Exercise data

PR #29, opened 2024-06-24
Sequencer improvements

TimGroeneboom:
See video for demonstration. Build & run sequencer demo to observe changes

- added undo / redo / rollback system
- added coloring of segments
- adding the ability to lock segments, preventing them from moving on the track
- adding the ability to hit CTRL and move complete track from the drag position or just dragging one segment

https://github.com/napframework/nap/assets/375488/0978780b-8d1d-4569-853e-e6ce3913dcf6


cklosters:
Thanks for the PR, I'll have time to properly review it beginning of next month.

system_modules/napsequence/src/sequenceplayer.cpp
```diff
@@ -218,6 +219,58 @@ namespace nap
...
 
+    bool SequencePlayer::loadBinary(const std::vector<uint8>& buffer, utility::ErrorState& errorState)
+    {
+        std::lock_guard<std::mutex> lock(mMutex);
+        rtti::DeserializeResult result;
+
+        //
+        auto stream = utility::MemoryStream(buffer.data(), buffer.size());
+        rtti::Factory factory;
+        if(!rtti::deserializeBinary(stream, factory, result, errorState))
```
cklosters, line 230: Are you deserializing using raw pointers? Threaded deserialization without using raw pointers is not thread safe. From `epropertyvalidationmode.h`:

```
		/**
		 * The deserializer can operate in two modes: using only raw pointers or without any raw pointers at all. The main distinction
		 * between the two modes lie in hotloading: in the normal flow of operation, all objects are managed by ResourceManager and
		 * internally by ObjectPtrManager. These classes enable the hotloading of objects and they do so by patching internal pointers 
		 * in non-raw pointers like ObjectPtr, ResourcePtr, ComponentPtr. In such situations, raw pointers are not allowed. 
		 * However, ObjectPtr and alike are not thread-safe and they should only be used from the main thread. In cases where objects
		 * are deserialized directly without the use of ResourceManager, you can use raw pointers instead of ObjectPtr and alike. 
		 * By enabling OnlyRawPointers or NoRawPointers, the deserializer verifies the correct use of all pointers throughout deserialization.
		 */
```

system_modules/napsequence/src/sequenceplayer.h
```diff
@@ -69,6 +70,14 @@ namespace nap
          */
         bool load(const std::string& name, utility::ErrorState& errorState);
 
+        /**
+         * Load a sequence serialized as a binary blob
+         * @param buffer reference to binary data
+         * @param errorState contains error upon failure
+         * @return true on success
+         */
+        bool loadBinary(const std::vector<glm::uint8>& buffer, utility::ErrorState& errorState);
```
cklosters, line 79: Use `nap::uint8` instead of glm, from `nap/numeric.h`

system_modules/napsequence/src/sequencetracksegmentcurve.cpp
```diff
@@ -4,6 +4,11 @@
 
 #include "sequencetracksegmentcurve.h"
 
+RTTI_BEGIN_CLASS_NO_DEFAULT_CONSTRUCTOR(nap::SequenceTrackSegmentCurveBase)
```
cklosters, line 7: If this is not a resource consider defining it as a `STRUCT`

system_modules/napsequence/src/sequencetracksegmentduration.cpp
```diff
@@ -0,0 +1,5 @@
+#include "sequencetracksegmentduration.h"
```
cklosters, line 1: Missing MPL 2 license

system_modules/napsequence/src/sequenceeditor.h
```diff
@@ -17,6 +17,7 @@
 #include <parameter.h>
```
cklosters, line 17: Missing MPL2 license

system_modules/napsequenceaudio/src/sequencetracksegmentaudio.h
```diff
@@ -5,7 +5,7 @@
 #pragma once
 
 // NAP Includes
-#include <sequencetracksegment.h>
+#include <sequencetracksegmentduration.h>
```
cklosters, line 8: Local include?

system_modules/napsequencegui/src/sequenceeditorguiactions.h
```diff
@@ -528,5 +534,44 @@ namespace nap
...
         };
+
+
+        /**
+         * Action that tells the gui to open history popup
+         */
+        class NAPAPI OpenHistoryPopup : public Action
+        {
+        RTTI_ENABLE(Action)
+        public:
```
cklosters, line 545: remove public

system_modules/napsequencegui/src/sequenceeditorguiactions.h
```diff
@@ -528,5 +534,44 @@ namespace nap
...
+        };
+
+        /**
+         * Action that tells the gui its inside the history popup
+         */
+        class NAPAPI SelectHistoryPopup : public Action
+        {
+        RTTI_ENABLE(Action)
+        public:
```
cklosters, line 554: remove public

cklosters (commented):
Great change, my only concern relates to deserializatrion of pointers & threading - see review comments

cklosters:
When I drag an event (make an edit) and try to re-load the change I get the following error (Debug):


https://github.com/user-attachments/assets/3fa81b94-5732-445a-9ad2-655cbbb3a0a4

TimGroeneboom:
> When I drag an event (make an edit) and try to re-load the change I get the following assert (Debug / MSVC):
> 
>  history_edit_error.mp4

good catch, weird the crash only occurs on msvc.

fix pushed -> https://github.com/napframework/nap/pull/29/commits/7c3fd050126366180186949bb4ae3bad8697cdf0

system_modules/napsequencegui/src/sequenceeditorguiactions.h
TimGroeneboom: done

system_modules/napsequencegui/src/sequenceeditorguiactions.h
TimGroeneboom: done

system_modules/napsequenceaudio/src/sequencetracksegmentaudio.h
TimGroeneboom: No because `SequenceTrackSegmentDuration `is part of `napsequence ` and not `napsequenceaudio`, so it's a NAP include

system_modules/napsequence/src/sequenceeditor.h
TimGroeneboom: I'm seeing the license on top of the file.. did you add it ?

system_modules/napsequence/src/sequencetracksegmentduration.cpp
TimGroeneboom: added

system_modules/napsequence/src/sequencetracksegmentcurve.cpp
TimGroeneboom: It's a resource (purely used by the SequencePlayer, but the sequencer treats it as a resource and serialize/deserializes this)

system_modules/napsequence/src/sequenceplayer.h
TimGroeneboom: fixed

system_modules/napsequence/src/sequenceplayer.cpp
TimGroeneboom: No, SequenceTrack and it's owned Segments are all rtti::Objects.

Rewriting this would involve a complete overhaul, something I would not like to venture into....

Sequences are always serialized / deserialized by the SequencePlayer and the sequence player is responsible for thread-safety regarding this

system_modules/napsequence/src/sequencetracksegmentcurve.cpp
cklosters: A type doesn't have to be a `nap::Object` to be serializable. If it's a segment that's embedded and local to another object it could be better to treat it as a copy constructable struct instead of object. Why does it need to be an object with a unique ID?

system_modules/napsequence/src/sequenceplayer.cpp
cklosters: Is the SequencePlayer saving / loading from the main thread? In that case it is _acceptable_. But why would this involve a complete overhaul? If you deserialize using raw pointers you're simply not involving the resource manager, something you're not interested in (right?) because everything is handled internal by the SequencePlayer? Why does the resource manager have to be aware of your objects? 

Deserializatrion using raw pointers was added because I was running into serious race-conditions deserializing api messages on a separate thread -> causing sporadic hangs if a pointer was patched the moment a message was deserialized. Instead of introducing a mutex we added raw pointer support. The only thing required from the developer is that you delete the objects yourself and that the objects are not patched, which isn't a requirement here anyway?

What's happing now is that you add many objects to the resource manager that will never be patched because the management is handled by you and not the init (reload) system.

Something to consider.

TimGroeneboom: The JSON sequences are written and loaded from the main thread, but since all SequenceSegments and SequenceTracks inherit from rtti::ObjectPtrs (also uses math::FCurve which inherits from ResourcePtr) I don't see how you can serialize/deserialize a sequence JSON only using raw pointers.

Also, I don't see an option for `deserializeBinary` to allow or not allow raw pointers...

So this leaves me a bit puzzled....

cklosters: > So this leaves me a bit puzzled....

You _can_ have a struct that has resource pointers, see `MaterialInstanceResource`. But it's not the best practice, although supported. 

> Also, I don't see an option for deserializeBinary to allow or not allow raw pointers...

That's something I can look into. As long as you use the main thread to serialize /  deserialize your sequences everything should be ok. For future reference, if you can embed something local and it's a light weight object, consider declaring it as a `STRUCT`

system_modules/napsequence/src/sequenceeditor.cpp
```diff
@@ -224,4 +231,126 @@ namespace nap
...
+    {
+        mHistory.clear();
+        mHistoryIndex = 0;
+    }
+
+
+    void SequenceEditor::takeSnapshot(rtti::TypeInfo actionType)
+    {
+        // create history point
+        auto history_point = std::make_unique<SequenceEditorHistoryPoint>(getCurrentDateTime(), actionType);
```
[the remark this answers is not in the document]
TimGroeneboom: true, but the snapshots/history points are not sorted in anyway by date, it's only used to show you the date time at which the snapshot was taken in the GUI, so I would expect this to be system time.

system_modules/napsequence/src/sequencecontrollercurve.cpp
```diff
@@ -226,36 +226,58 @@ namespace nap
...
+    double SequenceControllerCurve::segmentDurationChange(const std::string& trackID, const std::string& segmentID, float duration, bool adjustFollowingSegments)
     {
         double return_duration = duration;
 
-        performEditAction([this, trackID, segmentID, duration, &return_duration]()
+        performEditAction([this, trackID, segmentID, duration, &return_duration, adjustFollowingSegments]()
                           {
+                              // Minimal duration of a segment
+                              // This value is used to check if the new duration is valid
+                              const float minimal_duration = 0.05f;
```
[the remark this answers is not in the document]
TimGroeneboom: done

system_modules/napsequence/src/sequenceplayer.cpp
TimGroeneboom: ok, I would like to have a look at how the data of sequences is stored and get rid of all the tracks having pointers to segments but have everything nicely embedded and readable.

 I agree I should have worked with STRUCTS from the get-go, however I would like to do this for a major upgrade because this will also break older sequences and would like to make a PR for this solely addressing this issue.

system_modules/napsequence/src/sequencetracksegmentcurve.cpp
TimGroeneboom: agree, also see https://github.com/napframework/nap/pull/29#discussion_r1736079715

system_modules/napsequence/src/sequenceplayer.cpp
cklosters: > ok, I would like to have a look at how the data of sequences is stored and get rid of all the tracks having pointers to segments and have everything nicely embedded and readable.
> 
> I agree I should have worked with STRUCTS from the get-go, however I would like to do this for a major new release because this will also break older sequences and would like to make a PR for this solely addressing this issue.

Yeah, if it's a breaking change it will have to wait for 0.8, which is the next major release.

cklosters:
Thanks for the clarification @TimGroeneboom, this PR will be part of the 0.7.5 release and can be merged into main when the builds pass.

cklosters (approved):

cklosters:
Merci! feel free to delete branch if you don't need it anymore.

PR #32, opened 2024-07-11
fix portaudio incorrect PortAudio openStream errors 

TimGroeneboom:
- fix openStream errors when inputChannelCount = 0 but deviceSettings.mDisableInput == true (default), same goes for outputChannelCount

- fix openStream error where inputChannelCount and outputChannelCount were not copied by deviceSettings


cklosters (approved):
Thanks for the PR  and fix!

PR #34, opened 2024-07-29
RenderableMesh copy fix & improvement

cklosters:
This PR fixes the following issue: When a renderable mesh is copied the connections of the `RenderableMesh::mVertexBufferDataChangedSlot` are copied as well, but the original causes (connections) are not cleared. This causes the list of connections to grow every time a `nap::RenderableMesh` is copy assigned or copy constructed. This wasn't noticable because most renderable meshes are created on init and remain static. Only when creating (many) renderable meshes at runtime (on update for example) could this be noticeable. 

To fix this I made every `nap::Slot<T>` copy and move assignable, where current connections are cleared before the other connections are copied. An added benefit of the move assignment operator is that the referenced vertex data is now moved instead of copied - lowering overhead because most renderable meshes are temporary objects (rvalues) that are created and assigned on initialization.

I also improved documentation and formatting.

Breaking change: `Slot<T>::copyCauses` is no longer public because the slot can be copy and move assigned.

### DIFF
--- a/core/src/nap/signalslot.h
+++ b/core/src/nap/signalslot.h
@@ -33,18 +33,6 @@ namespace nap
 		// Destruction
 		~Signal();
 
-		// Connection
-        
-        /**
-         * Connect to another signal that can call other functions, slots or signals in turn
-         */
-		void connect(Signal<Args...>& signal);
-        
-        /**
-         * Disconnect from another signal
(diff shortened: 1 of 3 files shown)


lshoek (approved):
Excellent!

Task details
Each line in the listing where the word "deserializeBinary" is found is to be copied.

Answer box
+        if(!rtti::deserializeBinary(stream, factory, result, errorState))
Also, I don't see an option for `deserializeBinary` to allow or not allow raw pointers...
> Also, I don't see an option for deserializeBinary to allow or not allow raw pointers...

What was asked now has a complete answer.